=== Begin Enclosure ===
PR #1840, opened 2015-11-26
Fix SA1009 behavior inside trivia

### LINKED ISSUE #1834: SA1009 not reported inside conditional directives
I expected SA1009 to be reported in the following, but no spacing diagnostics were reported.

```csharp
class Program
{
    static int Main(string[] args)
    {
#if !(X || NOT )
        return 1;
#endif
    }
}
```

:memo: Discovered while working on #1831.

sharwell:
Fixes #1834


pdelvo:
:+1:

PR #2668, opened 2018-05-02
Support empty lines in header comments

### LINKED ISSUE #2657: How to use empty line as header decoration without triggering SA1028, SA1120
I'm using version `1.1.0-beta006`, and I have below settings:

```json
  "settings": {
    "documentationRules": {
      "companyName": "Foo",
      "copyrightText": "\r\nCopyright (c) {companyName} Corporation. All rights reserved.\r\n",
      "xmlHeader": false
    }
```

What I want to achieve is that:
```csharp
//<- no spaces here
// Copyright (c) Foo Corporation. All rights reserved.
//<- no spaces here
```
But the generated header contains an extra space in the 1st and 3rd line, like this:

```csharp
// <- 1 space here
// Copyright (c) Foo Corporation. All rights reserved.
// <- 1 space here
```

And it's violating [SA1028](https://github.com/DotNetAnalyzers/StyleCopAnalyzers/blob/master/documentation/SA1028.md), if I removed the extra space manually, it's violating [SA1120](https://github.com/DotNetAnalyzers/StyleCopAnalyzers/blob/master/documentation/SA1120.md).
How can I achieve the result I expected, without turning off SA1028 and SA1120?

sharwell:
Fixes #2657

### DIFF
--- a/StyleCop.Analyzers/StyleCop.Analyzers.CodeFixes/DocumentationRules/FileHeaderCodeFixProvider.cs
+++ b/StyleCop.Analyzers/StyleCop.Analyzers.CodeFixes/DocumentationRules/FileHeaderCodeFixProvider.cs
@@ -7,6 +7,7 @@ namespace StyleCop.Analyzers.DocumentationRules
     using System.Collections.Generic;
     using System.Collections.Immutable;
     using System.Composition;
+    using System.Linq;
     using System.Text;
     using System.Threading;
     using System.Threading.Tasks;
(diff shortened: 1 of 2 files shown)


StyleCop.Analyzers/StyleCop.Analyzers.CodeFixes/DocumentationRules/FileHeaderCodeFixProvider.cs
```diff
@@ -139,8 +140,7 @@ private static SyntaxNode ReplaceWellFormedMultiLineCommentHeader(Document docum
             triviaStringParts[0] = commentIndentation + interlinePadding + " " + triviaStringParts[0];
             StringBuilder sb = StringBuilderPool.Allocate();
             string fileName = Path.GetFileName(document.FilePath);
-            var copyrightText = commentIndentation + interlinePadding + " " +
-                GetCopyrightText(commentIndentation + interlinePadding, settings.DocumentationRules.GetCopyrightText(fileName), newLineText);
```
sharwell: :memo: This was the only change in the second revision (I amended the original commit to fix build test errors)

PR #2673, opened 2018-05-07
Make fields readonly

sharwell:


vweijsters:
Just out of curiosity: What is the benefit of having everything readonly?

jizc:
I think the motivation may be based on this: https://www.jetbrains.com/help/resharper/FieldCanBeMadeReadOnly.Local.html

Paraphrasing:
> Additional safeguard to ensure that fields that are initialized only via the constructor, will not inadvertently be assigned from anywhere within its methods.

sharwell:
@vweijsters This primarily improves maintainability (easier to reason about behavior of read-only and immutable types).

PR #2678, opened 2018-05-09
Update to StyleCop Analyzers 1.1.0-beta007

sharwell:


StyleCop.Analyzers/StyleCop.Analyzers.ruleset
```diff
@@ -75,5 +75,6 @@
     <Rule Id="SA1412" Action="Warning" />
     <Rule Id="SA1600" Action="None" />
     <Rule Id="SA1609" Action="Warning" />
+    <Rule Id="SA1629" Action="None" />
```
sharwell: :memo: I wasn't happy with the number of false/questionable positives and ended up disabling the rule.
=== End Enclosure ===
- _TASK TO COMPLETE_
Count how many lines in the entries contain "extra", then state that number alone.

- _OUTPUT BELOW_
2